Reproduce exactly the lines below, from the first through the one containing "-func (o *Options)", and nothing more.
** Opening Material for this task block **
PR #18278, opened 2020-07-10
Sidecar Support for Multiple Containers in Parallel

anthonyrtong:
Update sidecar to support multiple containers running in parallel
- `WaitForMarker()` is now `WaitForMarkers()` and watches for multiple marker file paths.
- Sidecar's `wait()` function calls `WaitForMarkers()` to retrieve exit codes for each test container.
- Entrypoint's `Mark()` function creates a temp file outside the directory of the desired marker file.  This is necessary to prevent concurrency bugs with fsnotify's `addWatch()`.
- New test cases added to test new sidecar functionality.

### DIFF
--- a/prow/entrypoint/run.go
+++ b/prow/entrypoint/run.go
@@ -79,7 +79,7 @@ func (o Options) Run() int {
 	if err != nil {
 		logrus.WithError(err).Error("Error executing test process")
 	}
-	if err := o.mark(code); err != nil {
+	if err := o.Mark(code); err != nil {
 		logrus.WithError(err).Error("Error writing exit code to marker file")
 		return InternalErrorCode // we need to mark the real error code to safely return AlwaysZero
 	}
@@ -122,7 +122,8 @@ func (o Options) ExecuteProcess() (int, error) {
 			case <-ctx.Done():
 			}
 		}()
-		code, err := wrapper.WaitForMarker(ctx, o.PreviousMarker)
+		prevMarkerResult := wrapper.WaitForMarkers(ctx, o.PreviousMarker)[o.PreviousMarker]
+		code, err := prevMarkerResult.ReturnCode, prevMarkerResult.Err
 		cancel() // end previous go-routine when not interrupted
 		if err != nil {
 			return InternalErrorCode, fmt.Errorf("wait for previous marker %s: %v", o.PreviousMarker, err)
@@ -196,12 +197,12 @@ func (o Options) ExecuteProcess() (int, error) {
 	return returnCode, commandErr
 }
 
-func (o *Options) mark(exitCode int) error {
+func (o *Options) Mark(exitCode int) error {
 	content := []byte(strconv.Itoa(exitCode))
 
-	// create temp file in the same directory as the desired marker file
+	// create temp file outside the directory of the desired marker file
 	dir := filepath.Dir(o.MarkerFile)
-	tempFile, err := ioutil.TempFile(dir, "temp-marker")
+	tempFile, err := ioutil.TempFile("", "temp-marker")
 	if err != nil {
 		return fmt.Errorf("could not create temp marker file in %s: %v", dir, err)
 	}
--- a/prow/entrypoint/run.go
+++ b/prow/entrypoint/run.go
@@ -25,7 +25,6 @@ import (
 	"os"
 	"os/exec"
 	"os/signal"
-	"path/filepath"
 	"strconv"
 	"syscall"
 	"time"
@@ -201,10 +200,9 @@ func (o *Options) Mark(exitCode int) error {
 	content := []byte(strconv.Itoa(exitCode))
 
 	// create temp file outside the directory of the desired marker file
-	dir := filepath.Dir(o.MarkerFile)
 	tempFile, err := ioutil.TempFile("", "temp-marker")
 	if err != nil {
-		return fmt.Errorf("could not create temp marker file in %s: %v", dir, err)
+		return fmt.Errorf("could not create temp marker file: %v", err)
 	}
 	// write the exit code to the tempfile, sync to disk and close
 	if _, err = tempFile.Write(content); err != nil {
--- a/prow/pod-utils/wrapper/options.go
+++ b/prow/pod-utils/wrapper/options.go
@@ -100,11 +100,13 @@ func WaitForMarkers(ctx context.Context, paths ...string) map[string]MarkerResul
 	}
 	watcher, err := fsnotify.NewWatcher()
 	if err != nil {
+		populateMapWithError(results, fmt.Errorf("new fsnotify watch: %v", err), paths...)
 		return results
 	}
 	defer watcher.Close()
 	dir := filepath.Dir(paths[0])
 	if err := watcher.Add(dir); err != nil {
+		populateMapWithError(results, fmt.Errorf("add %s to fsnotify watch: %v", dir, err), paths...)
 		return results
 	}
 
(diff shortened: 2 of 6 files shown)


prow/pod-utils/wrapper/options.go
```diff
@@ -78,49 +83,71 @@ func (o *Options) Validate() error {
...
+	}
+
+	for _, path := range paths {
+		if _, err := os.Stat(path); !os.IsNotExist(err) {
+			results[path] = readMarkerFile(path)
 		}
+	}
+	watcher, err := fsnotify.NewWatcher()
+	if err != nil {
+		return results
```
petr-muller, line 103: I think this overall needs better error handling -- callsites expect the returned map to have a meaningful `MarkerResult` for each path they passed in, and returning it possibly empty means they can receive a `MarkerResults` zero value, which is `ReturnCode==0 Err=nil`, which is the exact opposite of the truth.

So IMO we should either populate the map with default error values (meaning something like "did not even attempt to check"), or this method should have a `error` of its own, meaning "all paths have meaningful `MarkerResults`" when not nil.

anthonyrtong: Agreed, thank you for pointing this out.  I think I am inclined to implement the "populate the map with default error values" approach; that seems like the more intuitive behavior IMO.  I'll go ahead and make this change.

prow/entrypoint/run.go
```diff
@@ -196,12 +197,12 @@ func (o Options) ExecuteProcess() (int, error) {
...
+func (o *Options) Mark(exitCode int) error {
 	content := []byte(strconv.Itoa(exitCode))
 
-	// create temp file in the same directory as the desired marker file
+	// create temp file outside the directory of the desired marker file
 	dir := filepath.Dir(o.MarkerFile)
-	tempFile, err := ioutil.TempFile(dir, "temp-marker")
+	tempFile, err := ioutil.TempFile("", "temp-marker")
 	if err != nil {
 		return fmt.Errorf("could not create temp marker file in %s: %v", dir, err)
```
e-blackwelder, line 207: I think the use of `dir` here is misleading/wrong. And it looks like the `dir` local var is now unused. (I would expect the Go compiler to warn/error about the latter.)

prow/entrypoint/run.go
```diff
@@ -122,7 +122,8 @@ func (o Options) ExecuteProcess() (int, error) {
 			case <-ctx.Done():
 			}
 		}()
-		code, err := wrapper.WaitForMarker(ctx, o.PreviousMarker)
+		prevMarkerResult := wrapper.WaitForMarkers(ctx, o.PreviousMarker)[o.PreviousMarker]
```
e-blackwelder, line 125: Is there a compelling reason to add the new local variable? I don't see `prevMarkerResult` being used elsewhere, so it seems functionally (but possibly not semantically) equivalent.

prow/entrypoint/run.go
anthonyrtong: Your right, I should remove `dir`. Go compiler didn't complain because it was accidentally left in the error msg.

prow/entrypoint/run.go
anthonyrtong: I used prevMarkerResult just because I changed `WaitForMarker()` to `WaitForMarkers()` which has different return values.  It has the same behavior, but slightly less clean because of the `WaitForMarkers()`'s more complicated use case.

anthonyrtong:
added the separate build-log uploads in this PR.  ptal @cjwagner

prow/sidecar/run_test.go
```diff
@@ -148,6 +148,152 @@ func TestWait(t *testing.T) {
...
+			markers:  []string{pass, aborted, fail},
+			abort:    true,
+			failures: 2,
+		},
+		{
+			name:     "fail when marker does not exist",
+			markers:  []string{pass},
+			missing:  true,
+			failures: 1,
+		},
```
cjwagner, line 204: Please also add a test case to ensure that the exit code we use to indicate a previous step failed is not counted as an additional failure.

prow/sidecar/run_test.go
```diff
@@ -299,28 +451,36 @@ func TestLogReader(t *testing.T) {
...
+				if err := ioutil.WriteFile(p, []byte(log), 0600); err != nil {
+					t.Fatalf("could not create log %s: %v", name, err)
 				}
 			}
 
-			buf, err := ioutil.ReadAll(logReader(entries))
-			if err != nil {
-				t.Fatalf("failed to read all: %v", err)
-			}
+			readers := logReaders((entries))
```
cjwagner, line 467: nit: Extra parenthesis here.

prow/sidecar/run_test.go
```diff
@@ -252,40 +398,46 @@ func name(idx int) string {
...
+			expected: map[string]string{
+				"test1-build-log.txt": "hello",
+				"test2-build-log.txt": "Failed to open test2-log.txt: whatever\n",
+				"test3-build-log.txt": "world",
 			},
 		},
 	}
 
-	re := regexp.MustCompile(`(?m)(Failed to open) .*log-\d.txt: .*$`)
+	re := regexp.MustCompile(`(?m)(Failed to open) .*log\.txt: .*$`)
```
cjwagner, line 440: `regexp.MustCompile` should only be used to declare package variables since it will result in a runtime panic and it is better if that is discovered at init time rather than when we try to use the regexp. I know this isn't an addition you made, but please move this outside the function in order to make it a package variable.

prow/sidecar/run.go
```diff
@@ -101,33 +112,29 @@ func (o Options) Run(ctx context.Context) (int, error) {
...
-	for i, opt := range entries {
-		ent := nameEntry(i, opt)
+func logReaders(entries []wrapper.Options) map[string]io.Reader {
+	readers := make(map[string]io.Reader)
+	for _, opt := range entries {
+		log, err := os.Open(opt.ProcessLog)
+		buildLog := "build-log.txt"
 		if len(entries) > 1 {
-			readers = append(readers, strings.NewReader(start(ent)))
+			buildLog = fmt.Sprintf("%s-build-log.txt", strings.TrimSuffix(filepath.Base(opt.ProcessLog), "-log.txt"))
```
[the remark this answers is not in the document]
anthonyrtong: Yeah I agree this would be much cleaner.  I will also need to make some very small changes to the podspec decoration to make sure to pass the container name in the wrapper options.

prow/sidecar/run_test.go
anthonyrtong: whoops

prow/sidecar/run_test.go
anthonyrtong: Would it make sense to test this for containers in parallel?  There isn't really any previous step since there isn't a deterministic ordering of containers in this case right?

prow/pod-utils/wrapper/options.go
```diff
@@ -78,49 +83,77 @@ func (o *Options) Validate() error {
...
+			results[path] = readMarkerFile(path)
 		}
+	}
+	watcher, err := fsnotify.NewWatcher()
+	if err != nil {
+		populateMapWithError(results, fmt.Errorf("new fsnotify watch: %v", err), paths...)
+		return results
+	}
+	defer watcher.Close()
+	dir := filepath.Dir(paths[0])
```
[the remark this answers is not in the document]
anthonyrtong: Yeah this is certainly assumption here.  It should be the case that all marker files and process logs are in the same directory, but yes it would be good to address this here too.

anthonyrtong:
ptal @cjwagner

prow/pod-utils/wrapper/options.go
```diff
@@ -38,6 +38,10 @@ type Options struct {
 	// Args is the process and args to run
 	Args []string `json:"args,omitempty"`
 
+	// ContainerName will contain the name of the container
+	// for the wrapped test process
+	ContainerName string `json:"container_name,omitempty"`
```
cjwagner, line 43: This new field is never set. Please update the decoration logic and tests.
** Closing Material for this task block **
Result for this task:
PR #18278, opened 2020-07-10
Sidecar Support for Multiple Containers in Parallel

anthonyrtong:
Update sidecar to support multiple containers running in parallel
- `WaitForMarker()` is now `WaitForMarkers()` and watches for multiple marker file paths.
- Sidecar's `wait()` function calls `WaitForMarkers()` to retrieve exit codes for each test container.
- Entrypoint's `Mark()` function creates a temp file outside the directory of the desired marker file.  This is necessary to prevent concurrency bugs with fsnotify's `addWatch()`.
- New test cases added to test new sidecar functionality.

### DIFF
--- a/prow/entrypoint/run.go
+++ b/prow/entrypoint/run.go
@@ -79,7 +79,7 @@ func (o Options) Run() int {
 	if err != nil {
 		logrus.WithError(err).Error("Error executing test process")
 	}
-	if err := o.mark(code); err != nil {
+	if err := o.Mark(code); err != nil {
 		logrus.WithError(err).Error("Error writing exit code to marker file")
 		return InternalErrorCode // we need to mark the real error code to safely return AlwaysZero
 	}
@@ -122,7 +122,8 @@ func (o Options) ExecuteProcess() (int, error) {
 			case <-ctx.Done():
 			}
 		}()
-		code, err := wrapper.WaitForMarker(ctx, o.PreviousMarker)
+		prevMarkerResult := wrapper.WaitForMarkers(ctx, o.PreviousMarker)[o.PreviousMarker]
+		code, err := prevMarkerResult.ReturnCode, prevMarkerResult.Err
 		cancel() // end previous go-routine when not interrupted
 		if err != nil {
 			return InternalErrorCode, fmt.Errorf("wait for previous marker %s: %v", o.PreviousMarker, err)
@@ -196,12 +197,12 @@ func (o Options) ExecuteProcess() (int, error) {
 	return returnCode, commandErr
 }
 
-func (o *Options) mark(exitCode int) error {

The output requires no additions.